* **Exercise**: Copy the records below in full, changing no character.

Segment Start: Information shown

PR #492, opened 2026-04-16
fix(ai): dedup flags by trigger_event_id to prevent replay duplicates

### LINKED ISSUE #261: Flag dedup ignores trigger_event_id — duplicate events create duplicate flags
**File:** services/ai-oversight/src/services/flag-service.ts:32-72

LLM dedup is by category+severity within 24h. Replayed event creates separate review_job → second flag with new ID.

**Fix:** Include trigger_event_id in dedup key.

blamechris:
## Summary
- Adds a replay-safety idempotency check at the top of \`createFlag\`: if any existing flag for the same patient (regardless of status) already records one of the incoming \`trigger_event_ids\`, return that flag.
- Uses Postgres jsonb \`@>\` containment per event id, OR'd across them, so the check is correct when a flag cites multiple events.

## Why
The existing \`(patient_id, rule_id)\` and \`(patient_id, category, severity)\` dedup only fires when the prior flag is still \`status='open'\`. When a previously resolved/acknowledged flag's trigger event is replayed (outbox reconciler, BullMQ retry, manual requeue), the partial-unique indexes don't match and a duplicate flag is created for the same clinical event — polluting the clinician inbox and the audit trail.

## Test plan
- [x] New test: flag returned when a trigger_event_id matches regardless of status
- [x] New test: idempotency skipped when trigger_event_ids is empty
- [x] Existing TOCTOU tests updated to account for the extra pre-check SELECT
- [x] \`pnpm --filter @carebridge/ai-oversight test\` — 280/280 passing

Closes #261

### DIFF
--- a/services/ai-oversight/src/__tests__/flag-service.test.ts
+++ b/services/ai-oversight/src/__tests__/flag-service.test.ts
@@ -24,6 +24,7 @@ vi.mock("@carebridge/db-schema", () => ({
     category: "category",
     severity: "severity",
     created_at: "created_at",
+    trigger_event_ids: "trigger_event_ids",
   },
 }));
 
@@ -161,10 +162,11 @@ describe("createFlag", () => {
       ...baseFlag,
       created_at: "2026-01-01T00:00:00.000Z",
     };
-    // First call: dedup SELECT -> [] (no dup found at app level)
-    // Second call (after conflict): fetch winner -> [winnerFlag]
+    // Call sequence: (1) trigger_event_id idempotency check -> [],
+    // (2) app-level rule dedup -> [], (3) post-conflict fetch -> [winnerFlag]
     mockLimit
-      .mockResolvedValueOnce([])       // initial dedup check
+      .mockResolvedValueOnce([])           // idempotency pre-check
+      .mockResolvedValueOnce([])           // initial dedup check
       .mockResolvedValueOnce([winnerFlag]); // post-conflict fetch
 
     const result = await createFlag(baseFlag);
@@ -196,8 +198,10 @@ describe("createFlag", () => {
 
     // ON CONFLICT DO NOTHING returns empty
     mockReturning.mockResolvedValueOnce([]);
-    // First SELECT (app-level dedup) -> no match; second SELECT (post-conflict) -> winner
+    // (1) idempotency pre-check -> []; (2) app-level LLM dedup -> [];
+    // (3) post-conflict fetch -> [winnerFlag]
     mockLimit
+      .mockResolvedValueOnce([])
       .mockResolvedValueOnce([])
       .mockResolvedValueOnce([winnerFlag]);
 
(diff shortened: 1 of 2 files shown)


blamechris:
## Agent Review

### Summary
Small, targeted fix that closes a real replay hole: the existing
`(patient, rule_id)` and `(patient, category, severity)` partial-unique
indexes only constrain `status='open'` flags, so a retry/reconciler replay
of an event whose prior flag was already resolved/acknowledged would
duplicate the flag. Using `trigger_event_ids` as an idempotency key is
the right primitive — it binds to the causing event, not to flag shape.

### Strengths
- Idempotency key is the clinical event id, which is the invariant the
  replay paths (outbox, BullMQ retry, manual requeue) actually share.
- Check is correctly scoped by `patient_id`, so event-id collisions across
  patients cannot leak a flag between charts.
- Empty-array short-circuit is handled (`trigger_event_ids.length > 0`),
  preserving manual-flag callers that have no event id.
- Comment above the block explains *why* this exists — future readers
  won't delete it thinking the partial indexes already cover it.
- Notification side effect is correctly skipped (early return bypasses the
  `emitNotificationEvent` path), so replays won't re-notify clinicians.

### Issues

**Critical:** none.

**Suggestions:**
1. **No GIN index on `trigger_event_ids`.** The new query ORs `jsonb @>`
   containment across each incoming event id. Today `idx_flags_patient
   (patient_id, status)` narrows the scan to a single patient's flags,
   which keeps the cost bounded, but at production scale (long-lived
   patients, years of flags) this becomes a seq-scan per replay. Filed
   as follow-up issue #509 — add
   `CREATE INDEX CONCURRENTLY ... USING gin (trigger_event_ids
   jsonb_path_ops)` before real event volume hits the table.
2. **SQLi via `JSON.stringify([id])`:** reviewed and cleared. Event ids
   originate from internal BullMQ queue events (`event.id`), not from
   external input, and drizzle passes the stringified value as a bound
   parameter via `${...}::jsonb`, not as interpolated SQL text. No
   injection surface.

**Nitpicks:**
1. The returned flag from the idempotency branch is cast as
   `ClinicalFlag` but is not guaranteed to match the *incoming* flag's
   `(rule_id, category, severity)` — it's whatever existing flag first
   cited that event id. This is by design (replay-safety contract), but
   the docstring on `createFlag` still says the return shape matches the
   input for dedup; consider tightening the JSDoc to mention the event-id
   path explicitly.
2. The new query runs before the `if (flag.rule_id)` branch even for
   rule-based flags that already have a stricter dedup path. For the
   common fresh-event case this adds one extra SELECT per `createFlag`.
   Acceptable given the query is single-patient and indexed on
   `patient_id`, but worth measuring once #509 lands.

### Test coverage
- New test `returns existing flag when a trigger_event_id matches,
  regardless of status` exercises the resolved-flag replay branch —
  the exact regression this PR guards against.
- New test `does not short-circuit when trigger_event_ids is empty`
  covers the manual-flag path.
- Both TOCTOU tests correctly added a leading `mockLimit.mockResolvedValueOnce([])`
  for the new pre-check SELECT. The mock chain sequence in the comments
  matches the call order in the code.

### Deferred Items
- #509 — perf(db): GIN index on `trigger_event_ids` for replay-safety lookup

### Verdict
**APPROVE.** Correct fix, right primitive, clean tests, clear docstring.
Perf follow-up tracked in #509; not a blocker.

Segment End: Information shown

* **Answer area**:
PR #492, opened 2026-04-16
fix(ai): dedup flags by trigger_event_id to prevent replay duplicates

### LINKED ISSUE #261: Flag dedup ignores trigger_event_id — duplicate events create duplicate flags
**File:** services/ai-oversight/src/services/flag-service.ts:32-72

LLM dedup is by category+severity within 24h. Replayed event creates separate review_job → second flag with new ID.

**Fix:** Include trigger_event_id in dedup key.

blamechris:
## Summary
- Adds a replay-safety idempotency check at the top of \`createFlag\`: if any existing flag for the same patient (regardless of status) already records one of the incoming \`trigger_event_ids\`, return that flag.
- Uses Postgres jsonb \`@>\` containment per event id, OR'd across them, so the check is correct when a flag cites multiple events.

## Why
The existing \`(patient_id, rule_id)\` and \`(patient_id, category, severity)\` dedup only fires when the prior flag is still \`status='open'\`. When a previously resolved/acknowledged flag's trigger event is replayed (outbox reconciler, BullMQ retry, manual requeue), the partial-unique indexes don't match and a duplicate flag is created for the same clinical event — polluting the clinician inbox and the audit trail.

## Test plan
- [x] New test: flag returned when a trigger_event_id matches regardless of status
- [x] New test: idempotency skipped when trigger_event_ids is empty
- [x] Existing TOCTOU tests updated to account for the extra pre-check SELECT
- [x] \`pnpm --filter @carebridge/ai-oversight test\` — 280/280 passing

Closes #261

### DIFF
--- a/services/ai-oversight/src/__tests__/flag-service.test.ts
+++ b/services/ai-oversight/src/__tests__/flag-service.test.ts
@@ -24,6 +24,7 @@ vi.mock("@carebridge/db-schema", () => ({
     category: "category",
     severity: "severity",
     created_at: "created_at",
+    trigger_event_ids: "trigger_event_ids",
   },
 }));
 
@@ -161,10 +162,11 @@ describe("createFlag", () => {
       ...baseFlag,
       created_at: "2026-01-01T00:00:00.000Z",
     };
-    // First call: dedup SELECT -> [] (no dup found at app level)
-    // Second call (after conflict): fetch winner -> [winnerFlag]
+    // Call sequence: (1) trigger_event_id idempotency check -> [],
+    // (2) app-level rule dedup -> [], (3) post-conflict fetch -> [winnerFlag]
     mockLimit
-      .mockResolvedValueOnce([])       // initial dedup check
+      .mockResolvedValueOnce([])           // idempotency pre-check
+      .mockResolvedValueOnce([])           // initial dedup check
       .mockResolvedValueOnce([winnerFlag]); // post-conflict fetch
 
     const result = await createFlag(baseFlag);
@@ -196,8 +198,10 @@ describe("createFlag", () => {
 
     // ON CONFLICT DO NOTHING returns empty
     mockReturning.mockResolvedValueOnce([]);
-    // First SELECT (app-level dedup) -> no match; second SELECT (post-conflict) -> winner
+    // (1) idempotency pre-check -> []; (2) app-level LLM dedup -> [];
+    // (3) post-conflict fetch -> [winnerFlag]
     mockLimit
+      .mockResolvedValueOnce([])
       .mockResolvedValueOnce([])
       .mockResolvedValueOnce([winnerFlag]);
 
(diff shortened: 1 of 2 files shown)


blamechris:
## Agent Review

### Summary
Small, targeted fix that closes a real replay hole: the existing
`(patient, rule_id)` and `(patient, category, severity)` partial-unique
indexes only constrain `status='open'` flags, so a retry/reconciler replay
of an event whose prior flag was already resolved/acknowledged would
duplicate the flag. Using `trigger_event_ids` as an idempotency key is
the right primitive — it binds to the causing event, not to flag shape.

### Strengths
- Idempotency key is the clinical event id, which is the invariant the
  replay paths (outbox, BullMQ retry, manual requeue) actually share.
- Check is correctly scoped by `patient_id`, so event-id collisions across
  patients cannot leak a flag between charts.
- Empty-array short-circuit is handled (`trigger_event_ids.length > 0`),
  preserving manual-flag callers that have no event id.
- Comment above the block explains *why* this exists — future readers
  won't delete it thinking the partial indexes already cover it.
- Notification side effect is correctly skipped (early return bypasses the
  `emitNotificationEvent` path), so replays won't re-notify clinicians.

### Issues

**Critical:** none.

**Suggestions:**
1. **No GIN index on `trigger_event_ids`.** The new query ORs `jsonb @>`
   containment across each incoming event id. Today `idx_flags_patient
   (patient_id, status)` narrows the scan to a single patient's flags,
   which keeps the cost bounded, but at production scale (long-lived
   patients, years of flags) this becomes a seq-scan per replay. Filed
   as follow-up issue #509 — add
   `CREATE INDEX CONCURRENTLY ... USING gin (trigger_event_ids
   jsonb_path_ops)` before real event volume hits the table.
2. **SQLi via `JSON.stringify([id])`:** reviewed and cleared. Event ids
   originate from internal BullMQ queue events (`event.id`), not from
   external input, and drizzle passes the stringified value as a bound
   parameter via `${...}::jsonb`, not as interpolated SQL text. No
   injection surface.

**Nitpicks:**
1. The returned flag from the idempotency branch is cast as
   `ClinicalFlag` but is not guaranteed to match the *incoming* flag's
   `(rule_id, category, severity)` — it's whatever existing flag first
   cited that event id. This is by design (replay-safety contract), but
   the docstring on `createFlag` still says the return shape matches the
   input for dedup; consider tightening the JSDoc to mention the event-id
   path explicitly.
2. The new query runs before the `if (flag.rule_id)` branch even for
   rule-based flags that already have a stricter dedup path. For the
   common fresh-event case this adds one extra SELECT per `createFlag`.
   Acceptable given the query is single-patient and indexed on
   `patient_id`, but worth measuring once #509 lands.

### Test coverage
- New test `returns existing flag when a trigger_event_id matches,
  regardless of status` exercises the resolved-flag replay branch —
  the exact regression this PR guards against.
- New test `does not short-circuit when trigger_event_ids is empty`
  covers the manual-flag path.
- Both TOCTOU tests correctly added a leading `mockLimit.mockResolvedValueOnce([])`
  for the new pre-check SELECT. The mock chain sequence in the comments
  matches the call order in the code.

### Deferred Items
- #509 — perf(db): GIN index on `trigger_event_ids` for replay-safety lookup

### Verdict
**APPROVE.** Correct fix, right primitive, clean tests, clear docstring.
Perf follow-up tracked in #509; not a blocker.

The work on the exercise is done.